**TASK INSTRUCTIONS:** Every line that contains the word "area" should be copied from the records below.

**STUDY MATERIAL:**
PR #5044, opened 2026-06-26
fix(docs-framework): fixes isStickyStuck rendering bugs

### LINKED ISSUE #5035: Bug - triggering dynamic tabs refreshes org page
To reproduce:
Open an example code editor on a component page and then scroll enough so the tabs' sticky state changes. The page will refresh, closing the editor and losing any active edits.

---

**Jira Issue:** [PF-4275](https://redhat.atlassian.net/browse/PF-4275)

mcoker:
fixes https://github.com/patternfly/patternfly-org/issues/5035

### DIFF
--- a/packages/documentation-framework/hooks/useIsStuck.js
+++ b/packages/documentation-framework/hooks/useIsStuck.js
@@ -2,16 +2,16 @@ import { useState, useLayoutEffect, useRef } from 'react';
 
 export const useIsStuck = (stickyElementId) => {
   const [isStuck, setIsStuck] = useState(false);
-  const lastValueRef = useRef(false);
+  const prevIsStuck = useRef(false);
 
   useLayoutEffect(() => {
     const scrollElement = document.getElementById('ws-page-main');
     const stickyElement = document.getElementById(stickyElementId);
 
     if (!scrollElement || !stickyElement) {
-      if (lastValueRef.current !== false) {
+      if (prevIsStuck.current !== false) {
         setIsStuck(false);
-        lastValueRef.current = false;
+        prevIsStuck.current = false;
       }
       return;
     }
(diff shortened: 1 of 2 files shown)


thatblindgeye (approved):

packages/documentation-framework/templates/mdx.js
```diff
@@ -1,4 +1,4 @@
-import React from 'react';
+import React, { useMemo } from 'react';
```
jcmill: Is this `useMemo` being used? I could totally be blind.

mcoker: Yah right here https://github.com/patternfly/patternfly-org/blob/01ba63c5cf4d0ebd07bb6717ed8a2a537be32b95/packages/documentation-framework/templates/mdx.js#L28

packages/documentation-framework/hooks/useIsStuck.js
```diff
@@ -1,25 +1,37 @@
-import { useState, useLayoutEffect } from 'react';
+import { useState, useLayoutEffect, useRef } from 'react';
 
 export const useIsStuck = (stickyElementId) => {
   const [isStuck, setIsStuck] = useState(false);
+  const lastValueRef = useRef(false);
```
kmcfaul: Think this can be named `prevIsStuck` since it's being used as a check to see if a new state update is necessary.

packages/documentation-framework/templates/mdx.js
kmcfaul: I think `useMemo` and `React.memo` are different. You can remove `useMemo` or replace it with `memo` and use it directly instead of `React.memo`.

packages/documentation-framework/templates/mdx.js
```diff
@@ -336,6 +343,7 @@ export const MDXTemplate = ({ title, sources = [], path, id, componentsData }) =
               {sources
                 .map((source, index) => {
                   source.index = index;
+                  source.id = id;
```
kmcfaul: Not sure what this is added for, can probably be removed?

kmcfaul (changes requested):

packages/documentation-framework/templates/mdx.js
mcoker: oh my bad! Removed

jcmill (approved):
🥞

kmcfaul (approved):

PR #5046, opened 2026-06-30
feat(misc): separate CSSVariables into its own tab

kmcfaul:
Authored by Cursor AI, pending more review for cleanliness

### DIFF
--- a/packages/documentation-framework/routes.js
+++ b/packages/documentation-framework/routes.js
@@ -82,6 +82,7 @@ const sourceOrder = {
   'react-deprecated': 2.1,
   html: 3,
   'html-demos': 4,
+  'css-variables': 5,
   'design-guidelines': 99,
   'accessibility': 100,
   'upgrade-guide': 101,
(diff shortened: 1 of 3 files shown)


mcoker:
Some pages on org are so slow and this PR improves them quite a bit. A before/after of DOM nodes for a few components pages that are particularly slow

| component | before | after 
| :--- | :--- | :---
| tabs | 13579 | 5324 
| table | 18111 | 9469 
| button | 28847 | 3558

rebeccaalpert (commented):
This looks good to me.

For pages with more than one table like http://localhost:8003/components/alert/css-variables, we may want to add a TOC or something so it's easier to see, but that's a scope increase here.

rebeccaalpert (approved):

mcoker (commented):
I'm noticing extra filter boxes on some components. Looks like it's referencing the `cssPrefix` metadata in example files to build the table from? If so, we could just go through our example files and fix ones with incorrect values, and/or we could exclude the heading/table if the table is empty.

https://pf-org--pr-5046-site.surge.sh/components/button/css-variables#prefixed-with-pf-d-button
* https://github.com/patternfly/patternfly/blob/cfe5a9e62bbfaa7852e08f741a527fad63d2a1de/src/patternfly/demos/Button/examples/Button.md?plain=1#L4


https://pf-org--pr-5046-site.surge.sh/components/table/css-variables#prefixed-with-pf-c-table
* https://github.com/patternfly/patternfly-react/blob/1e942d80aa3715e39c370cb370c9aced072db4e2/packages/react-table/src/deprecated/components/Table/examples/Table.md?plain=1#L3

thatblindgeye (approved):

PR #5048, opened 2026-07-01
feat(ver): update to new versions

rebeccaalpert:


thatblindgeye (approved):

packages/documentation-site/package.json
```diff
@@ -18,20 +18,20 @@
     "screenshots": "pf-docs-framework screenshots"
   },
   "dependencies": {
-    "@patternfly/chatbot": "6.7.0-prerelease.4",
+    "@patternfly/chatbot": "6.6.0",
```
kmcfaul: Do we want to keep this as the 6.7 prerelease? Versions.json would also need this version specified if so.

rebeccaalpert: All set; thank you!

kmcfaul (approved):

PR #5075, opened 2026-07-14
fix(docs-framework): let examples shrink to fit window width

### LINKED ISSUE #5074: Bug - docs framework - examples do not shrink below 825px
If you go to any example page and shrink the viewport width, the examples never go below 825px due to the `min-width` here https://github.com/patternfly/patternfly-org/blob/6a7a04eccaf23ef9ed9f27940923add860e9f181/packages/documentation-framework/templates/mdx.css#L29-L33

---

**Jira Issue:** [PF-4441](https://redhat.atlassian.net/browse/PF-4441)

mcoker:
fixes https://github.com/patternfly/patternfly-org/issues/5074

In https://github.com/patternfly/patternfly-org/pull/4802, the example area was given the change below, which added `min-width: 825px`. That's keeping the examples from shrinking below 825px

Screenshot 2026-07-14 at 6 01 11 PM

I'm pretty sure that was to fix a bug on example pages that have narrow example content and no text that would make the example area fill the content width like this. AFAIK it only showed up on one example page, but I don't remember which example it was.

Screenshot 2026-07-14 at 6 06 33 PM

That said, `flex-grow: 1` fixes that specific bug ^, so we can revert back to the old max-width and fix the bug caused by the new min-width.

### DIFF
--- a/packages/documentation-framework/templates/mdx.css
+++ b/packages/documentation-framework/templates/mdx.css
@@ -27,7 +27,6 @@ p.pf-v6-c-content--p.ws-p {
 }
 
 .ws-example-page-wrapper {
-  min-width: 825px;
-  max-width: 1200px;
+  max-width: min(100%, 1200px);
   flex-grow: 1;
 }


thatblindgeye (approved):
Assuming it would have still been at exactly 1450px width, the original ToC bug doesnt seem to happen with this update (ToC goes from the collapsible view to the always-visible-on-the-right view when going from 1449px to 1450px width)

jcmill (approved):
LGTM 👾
---
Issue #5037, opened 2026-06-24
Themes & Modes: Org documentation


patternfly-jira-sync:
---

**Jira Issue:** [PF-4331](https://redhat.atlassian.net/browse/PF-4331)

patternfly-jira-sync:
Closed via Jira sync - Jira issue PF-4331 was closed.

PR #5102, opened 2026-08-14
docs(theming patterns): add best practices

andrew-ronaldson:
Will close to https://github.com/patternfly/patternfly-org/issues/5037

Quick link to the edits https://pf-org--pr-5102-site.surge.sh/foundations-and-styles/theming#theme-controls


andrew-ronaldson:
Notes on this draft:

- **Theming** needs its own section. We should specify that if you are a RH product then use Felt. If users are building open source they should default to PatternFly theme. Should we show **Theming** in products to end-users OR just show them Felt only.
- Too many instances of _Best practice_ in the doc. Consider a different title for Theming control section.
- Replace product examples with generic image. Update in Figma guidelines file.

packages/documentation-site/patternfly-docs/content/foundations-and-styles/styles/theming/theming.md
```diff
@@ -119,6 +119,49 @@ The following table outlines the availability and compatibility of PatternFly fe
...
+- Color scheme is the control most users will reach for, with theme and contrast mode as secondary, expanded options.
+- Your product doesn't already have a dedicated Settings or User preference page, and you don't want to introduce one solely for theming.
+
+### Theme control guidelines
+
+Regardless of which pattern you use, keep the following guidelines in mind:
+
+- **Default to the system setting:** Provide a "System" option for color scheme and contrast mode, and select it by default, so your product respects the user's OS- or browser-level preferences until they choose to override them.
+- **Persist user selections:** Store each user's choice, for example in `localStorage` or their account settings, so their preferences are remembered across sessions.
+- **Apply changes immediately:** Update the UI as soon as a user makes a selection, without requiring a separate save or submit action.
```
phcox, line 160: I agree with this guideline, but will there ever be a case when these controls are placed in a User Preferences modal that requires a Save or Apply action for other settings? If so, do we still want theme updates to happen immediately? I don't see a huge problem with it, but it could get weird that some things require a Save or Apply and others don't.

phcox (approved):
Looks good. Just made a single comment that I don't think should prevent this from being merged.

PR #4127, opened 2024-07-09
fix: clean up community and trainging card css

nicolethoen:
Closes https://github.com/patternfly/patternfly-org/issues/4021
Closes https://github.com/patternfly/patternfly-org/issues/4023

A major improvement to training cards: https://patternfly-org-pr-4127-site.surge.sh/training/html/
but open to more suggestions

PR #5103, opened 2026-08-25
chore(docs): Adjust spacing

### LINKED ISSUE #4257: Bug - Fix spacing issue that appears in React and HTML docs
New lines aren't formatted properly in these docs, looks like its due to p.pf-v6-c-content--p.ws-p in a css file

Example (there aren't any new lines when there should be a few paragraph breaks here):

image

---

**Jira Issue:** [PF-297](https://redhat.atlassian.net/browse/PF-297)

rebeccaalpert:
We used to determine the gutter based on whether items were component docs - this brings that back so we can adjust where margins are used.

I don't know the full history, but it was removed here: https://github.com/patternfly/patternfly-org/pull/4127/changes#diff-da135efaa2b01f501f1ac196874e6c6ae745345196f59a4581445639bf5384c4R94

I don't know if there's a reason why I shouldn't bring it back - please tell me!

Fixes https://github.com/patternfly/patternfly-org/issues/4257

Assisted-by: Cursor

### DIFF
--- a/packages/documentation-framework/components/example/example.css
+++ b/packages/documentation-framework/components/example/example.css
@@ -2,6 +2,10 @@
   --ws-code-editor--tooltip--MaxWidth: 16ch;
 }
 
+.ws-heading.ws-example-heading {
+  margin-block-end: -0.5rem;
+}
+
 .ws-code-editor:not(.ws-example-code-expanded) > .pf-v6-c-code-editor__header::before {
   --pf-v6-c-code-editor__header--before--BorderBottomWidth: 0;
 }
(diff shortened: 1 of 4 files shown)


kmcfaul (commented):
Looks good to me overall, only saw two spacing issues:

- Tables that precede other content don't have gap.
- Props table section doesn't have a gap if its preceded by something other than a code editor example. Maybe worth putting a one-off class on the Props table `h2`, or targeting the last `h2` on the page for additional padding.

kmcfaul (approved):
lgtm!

**SOLUTION FOR THIS PROBLEM:**
In https://github.com/patternfly/patternfly-org/pull/4802, the example area was given the change below, which added `min-width: 825px`. That's keeping the examples from shrinking below 825px
I'm pretty sure that was to fix a bug on example pages that have narrow example content and no text that would make the example area fill the content width like this. AFAIK it only showed up on one example page, but I don't remember which example it was.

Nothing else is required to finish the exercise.